# Kanäle Roermond



## Szczupakhunter (8. Oktober 2015)

Hallo liebe Angler!:vik:

Ich hätte eine Frage kennt ihr Kanäle in Roermond die in denen man momentan gut Angeln kann?
Ich bedanke mich im Voraus

Grüße David


----------



## Checco (8. Oktober 2015)

*AW: Kanäle Roermond*

Kanäle in und um Roermond kenne ich, auf was möchtest du denn angeln?


----------



## Szczupakhunter (8. Oktober 2015)

Auf Zander,Hecht und Barsch Aal wird glaube ich nicht so möglich sein aber sonst ja wie oben beschrieben Zander barsch Hecht. Wollte Spinnen und oder posenmontagen


----------



## Checco (8. Oktober 2015)

*AW: Kanäle Roermond*

Hechte treiben sich nicht so viele in den Kanälen rum, wenn ich mal einen dran habe war das meist vor Wehren, Schleusen und Stellen wo Schilf vorhanden ist, aber meistens geh ich auf Barschjagd in den Kanälen, dass sind die Fische die meist am Haken hängen, Zander gehen auch mal ab und zu.
 Ich fische zu 90% mit Gummifisch in den Kanälen, Spinner an den Spundwänden geht auch, die mittleren Größen der Barsche sind schon recht ordentlich und richtig kapitale gibt's da ja auch.
 Muß man auch kein Geheimnis draus machen bei so vielen Kilometer an Kanal.
 Ich fahre gerne an den Kanal, zum Winter hin wird's aber recht schwierig da die Fische sich ins Tiefere zurück ziehen.

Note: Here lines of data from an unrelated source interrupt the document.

PR #284, opened 2025-02-13
BSPACE - 164 collect data on button press

TTanisha:
# BSPACE - 164
Connect all data needed to send to AWS using UI "send" button

## PR
When the "Send" button is pressed, a timestamp, screenshot, current transcript, and user query are collected and prepared to be sent off.

## Jira
https://desire2learn.atlassian.net/browse/BSPACE-164

### DIFF
--- a/media-player.js
+++ b/media-player.js
@@ -172,7 +172,7 @@ class MediaPlayer extends InternalDynamicLocalizeMixin(RtlMixin(LitElement)) {
 				border: 1px solid black;
 				display: flex;
 				flex-direction: column; /* Stack items from top to bottom */
-				height: 100%;
+				height: 100vh;
 				overflow-y: auto; /* Enables vertical scrolling when needed */
 				padding: 10px;
 			}
@@ -698,6 +698,7 @@ class MediaPlayer extends InternalDynamicLocalizeMixin(RtlMixin(LitElement)) {
 		this._hovering = false;
 		this._hoveringMediaControls = false;
 		this._loading = false;
+		this._mediaCanvas = { init:false },
 		this._message = {
 			text: null,
 			type: null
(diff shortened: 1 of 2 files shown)


Shazil-R (approved):

media-player.js
```diff
@@ -1059,27 +1069,20 @@ class MediaPlayer extends InternalDynamicLocalizeMixin(RtlMixin(LitElement)) {
...
-
-		this._snapshot.time = this._getTimestamp();
-		this._snapshot.ctx.drawImage(this._snapshot.video, 0, 0, this._snapshot.canvas.width, this._snapshot.canvas.height);
-		this._snapshot.image = this._snapshot.canvas.toDataURL('image/jpeg');
-
-		return this._snapshot;
+	getScreenshot() {
+		if (!this._mediaCanvas.init) { this.initializeCanvas(); }
+		this._mediaCanvas.ctx.drawImage(this._media, 0, 0, this._mediaCanvas.canvas.width, this._mediaCanvas.canvas.height);
+		return this._mediaCanvas.canvas.toDataURL('image/jpeg');
```
SLeAsian, line 1075: Noticed this is jpeg. I will change aws photo format to jpeg instead then.

media-player.js
```diff
@@ -1047,6 +1048,15 @@ class MediaPlayer extends InternalDynamicLocalizeMixin(RtlMixin(LitElement)) {
...
 	}
 
+	createSnapshot(userQuery) {
+		return {
+			timestamp: this._getTimestamp(),
+			query: userQuery,
+			image: this.getScreenshot(),
+			transcript: this._getTruncatedTranscript()
+		};
+	}
```
SLeAsian, line 1058: Does this need to perhaps need async?

TTanisha: getScreenshot doesn't seem to need async as far as I know, but we can always change that later if it turns out that we do.

PR #121, opened 2025-01-03
Deterministically sort by UTF-8 instead of UTF-16

dsnet:
When operating under the Deterministic option,
sort names according to UTF-8 instead of UTF-16.

The practical difference is negligible,
but the JSONv2 discussion revealed that many
objected to sorted according to UTF-16,
which is what RFC 8785 specifies.

Given that Deterministic does not say we comply with RFC 8785, we can choose any arbitrary ordering.

### DIFF
--- a/arshal.go
+++ b/arshal.go
@@ -9,12 +9,12 @@ import (
 	"io"
 	"reflect"
 	"slices"
+	"strings"
 	"sync"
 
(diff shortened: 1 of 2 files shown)


mvdan (approved):
We can always provide an alternative deterministic option/API in the future that's strictly aligned with RFC 8785 if we wish to.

Da bist du am Besten mit Boot auf den Plassen aufgehoben.
 Im Winter suche ich die Stellen im Kanal auf die bis auf ca. 6 Meter runter gehen, meistens ist der Kanal 2,50 -3 Meter tief.
 Als Tipp damit du dich nicht dumm und dämlich suchst nach tieferen Stellen, meistens da wo künstlich irgendwas ins Wasser ragt, meist in der Nähe von Schleusen.


----------



## Szczupakhunter (8. Oktober 2015)

Ja nur wo sind die Kanäle genau wie heißen sie vielleicht weil Plassen ist da die Maas oder?


----------



## Checco (8. Oktober 2015)

*AW: Kanäle Roermond*

Nederweertkanal, Julianakanal z.b. gib das mal bei Google earth oder so ein.
 Nein die Maas ist die Maas, die Plassen sind die Seen, die haben fast alle eine Verbindung zur Maas.
 Asselter Plassen, Zuiderplass, Ooler Plass usw.
 Wie gesagt, google das mal auf der Karte und schau dir das mal in Ruhe an
 Da ist schon recht viel Wasser...


----------



## Szczupakhunter (8. Oktober 2015)

*AW: Kanäle Roermond*

Ok dann Dankeschön dafür 


Gesendet von iPhone mit Tapatalk


----------